After two years at Bankers Trust, Ms. Considine moved on to Chase Manhattan Bank, where she spent 10 years working on large, bankwide systems. The job often took her abroad.

Later, she served as president of First Women's Bank in New York before becoming state banking superintendent.In 1991, she became chief administrative officer of American Express Bank, and moved to the clearing house in July 1993.

In her current position, Ms. Considine's biggest challenge is payment system risk - a concern of nearly every banker since the 1974 incident involving Bankhaus Herstatt, a German bank whose failure nearly caused an unraveling of the chain of international payments.

Today, "Herstatt risk" refers to the perils banks face in awaiting the dollar portions of foreign exchange transactions to be settled.

Addressing Herstatt risk, Ms. Considine and others at the clearing house recently issued a "green book" to review the wholesale payments process from a public and private sector standpoint.

It identified several policy objectives that both sectors share, such as improving controls and reducing the risks of large-value payment systems.

"We looked at what are some of the forces that are driving change for large-value payments," said Ms. Considine. "We looked at the rapid growth of cross-border capital flows and how to have efficient, low-risk means to settle."

The Global Payments Committee, which issued the green book, has started several initiatives to address those needs, such as developing private- sector payment systems for large transactions in currencies other than the dollar.

Characterizing the approach as a "cloning of Chips" on worldwide basis, Ms. Considine said these systems could then serve as a backups for one another.

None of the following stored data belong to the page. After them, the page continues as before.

PR #3617, opened 2024-06-06
New cmd to populate PlatformWorkloadIdentityRoleSets in dev and prod

cadenmarchese:

Fixes https://issues.redhat.com/browse/ARO-6449

Adds a new cmd for populating our new proxy resource (PlatformWorkloadIdentityRoleSetDocument) with role sets in prod, and adds the hack code to populate it in dev too. This resource is used to determine identity requirements for supported OCP versions.

### Test plan for issue:

- [x] CI
- [x] e2e
- [x] Run a dev RP ARO install using these changes, confirm that the role set is populated in cosmosDB
- [x] Confirm prod script works using local environment variables set
  - Steps to test:
  1) `export PLATFORM_WORKLOAD_IDENTITY_ROLE_SETS='[{"openShiftVersion":"4.14","platformWorkloadIdentityRoles":[{"operatorName":"CloudControllerManager","roleDefinitionName":"Azure RedHat OpenShift Cloud Controller Manager Role","roleDefinitionId":"/providers/Microsoft.Authorization/roleDefinitions/a1f96423-95ce-4224-ab27-4e3dc72facd4","serviceAccounts":["openshift-cloud-controller-manager:cloud-controller-manager"]},{"operatorName":"ClusterIngressOperator","roleDefinitionName":"Azure RedHat OpenShift Cluster Ingress Operator Role","roleDefinitionId":"/providers/Microsoft.Authorization/roleDefinitions/0336e1d3-7a87-462b-b6db-342b63f7802c","serviceAccounts":["openshift-ingress-operator:ingress-operator"]},{"operatorName":"MachineApiOperator","roleDefinitionName":"Azure RedHat OpenShift Machine API Operator Role","roleDefinitionId":"/providers/Microsoft.Authorization/roleDefinitions/0358943c-7e01-48ba-8889-02cc51d78637","serviceAccounts":["openshift-machine-api:machine-api-operator"]},{"operatorName":"StorageOperator","roleDefinitionName":"Azure RedHat OpenShift Storage Operator Role","roleDefinitionId":"/providers/Microsoft.Authorization/roleDefinitions/5b7237c5-45e1-49d6-bc18-a1f62f400748","serviceAccounts":["openshift-cluster-csi-drivers:azure-disk-csi-driver-operator","openshift-cluster-csi-drivers:azure-disk-csi-driver-controller-sa"]},{"operatorName":"NetworkOperator","roleDefinitionName":"Azure RedHat OpenShift Network Operator Role","roleDefinitionId":"/providers/Microsoft.Authorization/roleDefinitions/be7a6435-15ae-4171-8f30-4a343eff9e8f","serviceAccounts":["openshift-cloud-network-config-controller:cloud-network-config-controller"]},{"operatorName":"ImageRegistryOperator","roleDefinitionName":"Azure RedHat OpenShift Image Registry Operator Role","roleDefinitionId":"/providers/Microsoft.Authorization/roleDefinitions/8b32b316-c2f5-4ddf-b05b-83dacd2d08b5","serviceAccounts":["openshift-image-registry:cluster-image-registry-operator","openshift-image-registry:registry"]},{"operatorName":"AzureFilesStorageOperator","roleDefinitionName":"Azure RedHat OpenShift Azure Files Storage Operator Role","roleDefinitionId":"/providers/Microsoft.Authorization/roleDefinitions/0d7aedc0-15fd-4a67-a412-efad370c947e","serviceAccounts":["openshift-cluster-csi-drivers:azure-file-csi-driver-operator","openshift-cluster-csi-drivers:azure-file-csi-driver-controller-sa","openshift-cluster-csi-drivers:azure-file-csi-driver-node-sa"]},{"operatorName":"ServiceOperator","roleDefinitionName":"Azure RedHat OpenShift Service Operator","roleDefinitionId":"/providers/Microsoft.Authorization/roleDefinitions/4436bae4-7702-4c84-919b-c4069ff25ee2","serviceAccounts":["openshift-azure-operator:aro-operator-master"]}]}]'`
  2) Source regular env vars, and then run `go run ./cmd/aro update-role-sets` and observe that the role set above is populated.

### DIFF
--- a/cmd/aro/const.go
+++ b/cmd/aro/const.go
@@ -4,9 +4,10 @@ package main
 // Licensed under the Apache License 2.0.
 
 const (
-	envDatabaseName          = "DATABASE_NAME"
-	envDatabaseAccountName   = "DATABASE_ACCOUNT_NAME"
-	envKeyVaultPrefix        = "KEYVAULT_PREFIX"
-	envOpenShiftVersions     = "OPENSHIFT_VERSIONS"
-	envInstallerImageDigests = "INSTALLER_IMAGE_DIGESTS"
+	envDatabaseName                     = "DATABASE_NAME"
+	envDatabaseAccountName              = "DATABASE_ACCOUNT_NAME"
+	envKeyVaultPrefix                   = "KEYVAULT_PREFIX"
+	envOpenShiftVersions                = "OPENSHIFT_VERSIONS"
+	envInstallerImageDigests            = "INSTALLER_IMAGE_DIGESTS"
+	envPlatformWorkloadIdentityRoleSets = "PLATFORM_WORKLOAD_IDENTITY_ROLE_SETS"
 )
--- a/cmd/aro/update_role_sets.go
+++ b/cmd/aro/update_role_sets.go
@@ -20,9 +20,9 @@ import (
 )
 
 // 1 - Get env data from agent VMs (with getEnvironmentData)
-func getRoleSetsFromEnv() ([]api.PlatformWorkloadIdentityRoleSet, error) {
+func getRoleSetsFromEnv() ([]api.PlatformWorkloadIdentityRoleSetProperties, error) {
 	const envKey = envPlatformWorkloadIdentityRoleSets
-	var roleSets []api.PlatformWorkloadIdentityRoleSet
+	var roleSets []api.PlatformWorkloadIdentityRoleSetProperties
 
 	// Unmarshal env data into type api.PlatformWorkloadIdentityRoleSet
 	if err := getEnvironmentData(envKey, &roleSets); err != nil {
@@ -103,9 +103,9 @@ func updatePlatformWorkloadIdentityRoleSetsInCosmosDB(ctx context.Context, dbPla
 		return err
 	}
 
-	newRoleSets := make(map[string]api.PlatformWorkloadIdentityRoleSet)
+	newRoleSets := make(map[string]api.PlatformWorkloadIdentityRoleSetProperties)
 	for _, doc := range incomingRoleSets {
-		newRoleSets[doc.Properties.OpenShiftVersion] = doc
+		newRoleSets[doc.OpenShiftVersion] = doc
 	}
 
 	// 3 - Put/patch the new role sets to the doc, overwriting whatever is there for that version, or adding if new
@@ -113,16 +113,16 @@ func updatePlatformWorkloadIdentityRoleSetsInCosmosDB(ctx context.Context, dbPla
 	for _, doc := range existingRoleSets.PlatformWorkloadIdentityRoleSetDocuments {
 		existing, found := newRoleSets[doc.PlatformWorkloadIdentityRoleSet.Properties.OpenShiftVersion]
 		if found {
-			log.Printf("Found Version %q, patching", existing.Properties.OpenShiftVersion)
+			log.Printf("Found Version %q, patching", existing.OpenShiftVersion)
 			_, err := dbPlatformWorkloadIdentityRoleSets.Patch(ctx, doc.ID, func(inFlightDoc *api.PlatformWorkloadIdentityRoleSetDocument) error {
-				inFlightDoc.PlatformWorkloadIdentityRoleSet = &existing
+				inFlightDoc.PlatformWorkloadIdentityRoleSet.Properties = existing
 				return nil
 			})
 			if err != nil {
 				return err
 			}
-			log.Printf("Version %q found", existing.Properties.OpenShiftVersion)
-			delete(newRoleSets, existing.Properties.OpenShiftVersion)
+			log.Printf("Version %q found", existing.OpenShiftVersion)
+			delete(newRoleSets, existing.OpenShiftVersion)
 			continue
 		}
 
@@ -140,11 +140,14 @@ func updatePlatformWorkloadIdentityRoleSetsInCosmosDB(ctx context.Context, dbPla
 	}
 
 	for _, doc := range newRoleSets {
-		log.Printf("Version %q not found in database, creating", doc.Properties.OpenShiftVersion)
+		log.Printf("Version %q not found in database, creating", doc.OpenShiftVersion)
 		newDoc := api.PlatformWorkloadIdentityRoleSetDocument{
-			ID:                              dbPlatformWorkloadIdentityRoleSets.NewUUID(),
-			PlatformWorkloadIdentityRoleSet: &doc,
+			ID: dbPlatformWorkloadIdentityRoleSets.NewUUID(),
+			PlatformWorkloadIdentityRoleSet: &api.PlatformWorkloadIdentityRoleSet{
+				Properties: doc,
+			},
 		}
+
 		_, err := dbPlatformWorkloadIdentityRoleSets.Create(ctx, &newDoc)
 		if err != nil {
 			return err
--- a/cmd/aro/update_role_sets.go
+++ b/cmd/aro/update_role_sets.go
@@ -25,11 +25,7 @@ func getRoleSetsFromEnv() ([]api.PlatformWorkloadIdentityRoleSetProperties, erro
 	var roleSets []api.PlatformWorkloadIdentityRoleSetProperties
 
 	// Unmarshal env data into type api.PlatformWorkloadIdentityRoleSet
-	if err := getEnvironmentData(envKey, &roleSets); err != nil {
-		return nil, err
-	}
-
-	return roleSets, nil
+	return roleSets, getEnvironmentData(envKey, &roleSets)
 }
 
 func getPlatformWorkloadIdentityRoleSetDatabase(ctx context.Context, log *logrus.Entry) (database.PlatformWorkloadIdentityRoleSets, error) {
@@ -82,12 +78,8 @@ func getPlatformWorkloadIdentityRoleSetDatabase(ctx context.Context, log *logrus
 	if err != nil {
 		return nil, err
 	}
-	dbPlatformWorkloadIdentityRoleSets, err := database.NewPlatformWorkloadIdentityRoleSets(ctx, dbc, dbName)
-	if err != nil {
-		return nil, err
-	}
 
-	return dbPlatformWorkloadIdentityRoleSets, nil
+	return database.NewPlatformWorkloadIdentityRoleSets(ctx, dbc, dbName)
 }
 
 func updatePlatformWorkloadIdentityRoleSetsInCosmosDB(ctx context.Context, dbPlatformWorkloadIdentityRoleSets database.PlatformWorkloadIdentityRoleSets, log *logrus.Entry) error {
--- a/cmd/aro/update_role_sets.go
+++ b/cmd/aro/update_role_sets.go
@@ -19,7 +19,7 @@ import (
 	"github.com/Azure/ARO-RP/pkg/util/keyvault"
 )
 
-// 1 - Get env data from agent VMs (with getEnvironemntData) and write to types created in step 1
+// 1 - Get env data from agent VMs (with getEnvironmentData) and write to types created in step 1
 func getPlatformWorkloadIdentityRoleSet() (*api.PlatformWorkloadIdentityRoleSet, error) {
 	const envKey = envPlatformWorkloadIdentityRoleSets
 	var PlatformWorkloadIdentityRoleSet api.PlatformWorkloadIdentityRoleSet
@@ -47,7 +47,7 @@ func getRoleSetFromEnv() ([]api.PlatformWorkloadIdentityRoleSet, error) {
 // 2 - Get the existing role set documents, if existing
 // Mostly copied from update_ocp_versions.go
 func getPlatformWorkloadIdentityRoleSetDatabase(ctx context.Context, log *logrus.Entry) (database.PlatformWorkloadIdentityRoleSets, error) {
-	_env, err := env.NewCore(ctx, log, env.COMPONENT_UPDATE_OCP_VERSIONS)
+	_env, err := env.NewCore(ctx, log, env.COMPONENT_UPDATE_ROLE_SETS)
 	if err != nil {
 		return nil, err
 	}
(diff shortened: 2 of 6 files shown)


cmd/aro/update_role_sets.go
```diff
@@ -0,0 +1,290 @@
...
+	if err != nil {
+		return nil, fmt.Errorf("MSI Authorizer failed with: %s", err.Error())
+	}
+
+	msiKVAuthorizer, err := _env.NewMSIAuthorizer(_env.Environment().KeyVaultScope)
+	if err != nil {
+		return nil, fmt.Errorf("MSI KeyVault Authorizer failed with: %s", err.Error())
+	}
+
+	// is this needed in development, or just prod?
```
kimorris27, line 166: I think the OCP versions script is only used in prod, and we can assume this one will only be used in prod too. For dev, you can just make API calls to set up whatever OCP versions or role sets you need.

kimorris27 (changes requested):
I'm not clear on why there are multiple env vars instead of just one, but as a draft it LGTM so far aside from the API endpoint needing to be fixed in `pkg/util/cluster`.

cmd/aro/const.go
```diff
@@ -4,10 +4,16 @@ package main
...
+	envKeyVaultPrefix                = "KEYVAULT_PREFIX"
+	envDBTokenUrl                    = "DBTOKEN_URL"
+	envOpenShiftVersions             = "OPENSHIFT_VERSIONS"
+	envInstallerImageDigests         = "INSTALLER_IMAGE_DIGESTS"
+	envPlatformWorkloadIdentityRoles = "PLATFORM_WORKLOAD_IDENTITY_ROLES"
+	envOpenShiftVersion              = "OPENSHIFT_VERSION"
+	envOperatorName                  = "OPERATOR_NAME"
+	envRoleDefinitionName            = "ROLE_DEFINITION_NAME"
+	envRoleDefinitionId              = "ROLE_DEFINITION_ID"
+	envServiceAccounts               = "SERVICE_ACCOUNTS"
```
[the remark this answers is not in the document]
cadenmarchese: Changed to use the single env var, thanks! I had those because I thought they'd be needed to populate the fields.

cmd/aro/update_role_sets.go
```diff
@@ -0,0 +1,191 @@
...
+
+	"github.com/Azure/ARO-RP/pkg/api"
+	"github.com/Azure/ARO-RP/pkg/database"
+	"github.com/Azure/ARO-RP/pkg/env"
+	"github.com/Azure/ARO-RP/pkg/metrics/statsd"
+	"github.com/Azure/ARO-RP/pkg/util/encryption"
+	"github.com/Azure/ARO-RP/pkg/util/keyvault"
+)
+
+// 1 - Get env data from agent VMs (with getEnvironemntData) and write to types created in step 1
```
kimorris27, line 22: Nit: `getEnvironemntData` -> `getEnvironmentData`

cmd/aro/update_role_sets.go
```diff
@@ -0,0 +1,191 @@
...
+func getPlatformWorkloadIdentityRoleSet() (*api.PlatformWorkloadIdentityRoleSet, error) {
```
kimorris27, line 23: RP-Config will store a list of role sets as opposed to a single role set, so we should modify this function accordingly (have it read in a list of role sets from the env variable).

cmd/aro/update_role_sets.go
```diff
@@ -0,0 +1,191 @@
...
+	finalRoleSet := []api.PlatformWorkloadIdentityRoleSet{}
+	finalRoleSet = append(finalRoleSet, *roleSet)
+
+	return finalRoleSet, nil
+}
+
+// 2 - Get the existing role set documents, if existing
+// Mostly copied from update_ocp_versions.go
+func getPlatformWorkloadIdentityRoleSetDatabase(ctx context.Context, log *logrus.Entry) (database.PlatformWorkloadIdentityRoleSets, error) {
+	_env, err := env.NewCore(ctx, log, env.COMPONENT_UPDATE_OCP_VERSIONS)
```
kimorris27, line 50: We can add a new component and use it here.

cmd/aro/update_role_sets.go
```diff
@@ -0,0 +1,191 @@
...
+	dbc, err := database.NewDatabaseClient(log.WithField("component", "database"), _env, dbAuthorizer, m, aead, dbAccountName)
+	if err != nil {
+		return nil, err
+	}
+
+	dbName, err := DBName(_env.IsLocalDevelopmentMode())
+	if err != nil {
+		return nil, err
+	}
+	dbPlatformWorkloadIdentityRoleSetsDocument, err := database.NewPlatformWorkloadIdentityRoleSets(ctx, dbc, dbName)
```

"If they are going to have a netting system, maybe they should consider using a Chips system," Ms. Considine said.

The clearing house also wants to develop so-called "payment versus payment" systems, which handle synchronized processing of foreign exchange payments. Simultaneous payments are perhaps the only way to eliminate risk.

In the payment versus payment system, a final transaction in one currency occurs only if you have "a final transfer of another currency taking place," Ms. Considine explained.

Ms. Considine has just returned from Switzerland, where she briefed the Bank for International Settlements on the latest activities of the clearing house.

Typically, her stay at home in New York with her husband, New York Supreme Court Justice Martin Rettinger, will be short, as discussions of new initiatives will take her to Washington, Atlanta, and New Orleans in the coming weeks.

On these visits, Ms. Considine hopes to act as an ambassador who can tell banks outside New York that "although New York remains the financial capital, the ongoing communication and education continues."

And she will be sure to take her pager - just in case.